Annotation values can be arbitrary strings with no length limit.
They are not used by Kubernetes selectors — controllers never use annotations to find or group resources.
They are used by external tooling, admission controllers, operators, and CI/CD systems.

deployment-annotations.yaml

apiVersion: apps/v1
kind: Deployment
metadata:
  name: payments-api
  annotations:
    # Deployment tracking
    deployment.kubernetes.io/revision: "4"
    # Prometheus scraping hints
    prometheus.io/scrape: "true"
    prometheus.io/port: "8080"
    prometheus.io/path: "/metrics"
    # Cert-manager configuration
    cert-manager.io/cluster-issuer: letsencrypt-prod
    # Human-readable notes
    description: "Payment processing API — see runbook at wiki/payments"
    git-commit: "a3f4c92"

Common real-world uses of annotations include:

Tool	Annotation example
Ingress controllers	`nginx.ingress.kubernetes.io/rewrite-target: /`
cert-manager	`cert-manager.io/cluster-issuer: letsencrypt-prod`
Prometheus	`prometheus.io/scrape: "true"`
Argo CD	`argocd.argoproj.io/sync-wave: "1"`
Kubernetes itself	`kubectl.kubernetes.io/last-applied-configuration`

Field Selectors

Field selectors filter resources by object fields (not labels) — useful for finding pods in a specific phase or bound to a specific node:

# pods that are currently Running
kubectl get pods --field-selector status.phase=Running

# pods scheduled on a specific node
kubectl get pods --field-selector spec.nodeName=worker-1

# services that are not ClusterIP
kubectl get services --field-selector spec.type!=ClusterIP

Field selectors support only equality operators (=, ==, !=) and the available fields vary by resource type. They are less commonly used than label selectors but invaluable for debugging.

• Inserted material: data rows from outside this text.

PR #7313, opened 2019-08-28
[Fix #7091] Extract FormatString parser

### LINKED ISSUE #7091: Style/FormatStringToken with flags/modifiers
PoC code:

```ruby
def foo
  puts format('%s %s', 'foo', 'bar')
  puts format('%-20s %s', 'foo', 'bar')
  puts format('%-20s %-30s', 'foo', 'bar')
end
```

--------

## Expected behavior

6 warnings of `Style/FormatStringToken` to prefer annotated tokens

## Actual behavior

Only the `%s` items are detected. Any flag or modifier to the format string makes them unrecognized.

See PoC

## RuboCop version

```
0.70.0 (using Parser 2.6.3.0, running on ruby 2.3.3 i386-linux-gnu)
```

buehmann:
This extracts and unifies the format string parsing from two different cops. As a consequence, `Style/FormatStringToken` is now able to inspect more variants of format sequences.

I didn't really know where to best put the `FormatString` class, so I am open for suggestions. Maybe there is a place for such auxiliary classes that I overlooked.

### DIFF
--- a/spec/rubocop/cop/lint/format_parameter_mismatch_spec.rb
+++ b/spec/rubocop/cop/lint/format_parameter_mismatch_spec.rb
@@ -197,10 +197,6 @@ RSpec.describe RuboCop::Cop::Lint::FormatParameterMismatch do
     expect_no_offenses('format("%0*x", max_width, id)')
   end
 
-  it 'accepts an extra arg for dynamic width with other following flags' do
-    expect_no_offenses('format("%*0x", max_width, id)')
-  end
-
   it 'does not register an offense argument is the result of a message send' do
     expect_no_offenses('format("%s", "a b c".gsub(" ", "_"))')
   end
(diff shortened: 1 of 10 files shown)


spec/rubocop/cop/lint/format_parameter_mismatch_spec.rb
```diff
@@ -197,10 +197,6 @@
     expect_no_offenses('format("%0*x", max_width, id)')
   end
 
-  it 'accepts an extra arg for dynamic width with other following flags' do
-    expect_no_offenses('format("%*0x", max_width, id)')
```
buehmann: It turned out that `%*0x` is not a valid format sequence. MRI does not accept it.

bbatsov:
> I didn't really know where to best put the FormatString class, so I am open for suggestions. Maybe there is a place for such auxiliary classes that I overlooked.

All of them live under `rubocop/` now, but I agree it's better to have an `Util` folder/namespace for them. I wonder how many of the existing ones can be moved without breaking something so we can clean up a bit the file structure.

PR #7314, opened 2019-08-28
Fix the warning message about which version of rubocop-performance to upgrade to

rrosenblum:
We have received a couple of questions about this in https://github.com/rubocop-hq/rubocop/pull/7249. If there is a plan to release a minor or revision update, we may want to include this.

`rubocop-performance` hasn't created their 1.5.0 release yet. Maybe it would be easier for that version to jump to 1.15.0 🤣


bbatsov:
Thanks!

PR #7378, opened 2019-09-25
Fix heredoc edge cases in Layout/EmptyLineAfterGuardClause

gsamokovarov:
If you'd call a method on a heredoc string the cop couldn't
recognize that a heredoc is passed. The same happened if the heredoc was
given to a method, the result of which is passed as a value in another
call.

Here are the two examples:

```ruby
def foo
  raise ArgumentError, <<~END.squish.it.good unless guard
  ^^^^^^^^^^^^^^^^^^^^^^^^^^^^^^^^^^^^^^^^^^^^^^^^^^^^^^^ Add empty line after guard clause.
    A multiline message
    that will be squished.
  END

  return_value
end
```

```ruby
def foo
  raise ArgumentError, call(<<~END.squish) unless guard
  ^^^^^^^^^^^^^^^^^^^^^^^^^^^^^^^^^^^^^^^^^^^^^^^^^^^^^ Add empty line after guard clause.
    A multiline message
    that will be squished.
  END

  return_value
end
```


koic:
@gsamokovarov Thanks for the patch and this looks good to me. Could you rebase with the latest master branch?

gsamokovarov:
Thanks, @koici, I have rebased this.

koic:
Thanks!

koic:
Oops, I overlooked the position of the changelog entry, so I fixed it with https://github.com/rubocop-hq/rubocop/commit/13b78a489c52f9b15409e56a9de80b6cfdf899ac 💦

gsamokovarov:
Thanks again!

PR #7385, opened 2019-09-28
Deprecate departmentless cop names

jonas054:
Ever since departments (namespaces) were introduced, or almost since then, it's been possible to give cop names on the command line, in configuration and in `rubocop:disable` comments without a preceding department name. RuboCop deduces what the department should be and errors out only if it doesn't find exactly one matching department.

Label Management with kubectl

While manifests are the right place to define labels at create time, you can add, update, and remove labels imperatively with kubectl label:

# Add or update a label
kubectl label pod nginx-pod environment=staging

# Remove a label (trailing -)
kubectl label pod nginx-pod environment-

# Label multiple objects at once
kubectl label pods --all tier=frontend

# Overwrite an existing label value
kubectl label pod nginx-pod version=2.0 --overwrite

Label selectors combine naturally with other kubectl commands. Use -l to target groups of objects:

# List all pods in the staging environment
kubectl get pods -l environment=staging

# Delete all pods tagged as canary
kubectl delete pods -l track=canary

# Show all services belonging to team-a
kubectl describe services -l team=team-a

For bulk or permanent changes, prefer editing the manifest and running kubectl apply — imperative label changes are not tracked in Git and can cause drift between your repo and the live cluster. Use kubectl label for debugging, incident response, or temporary groupings.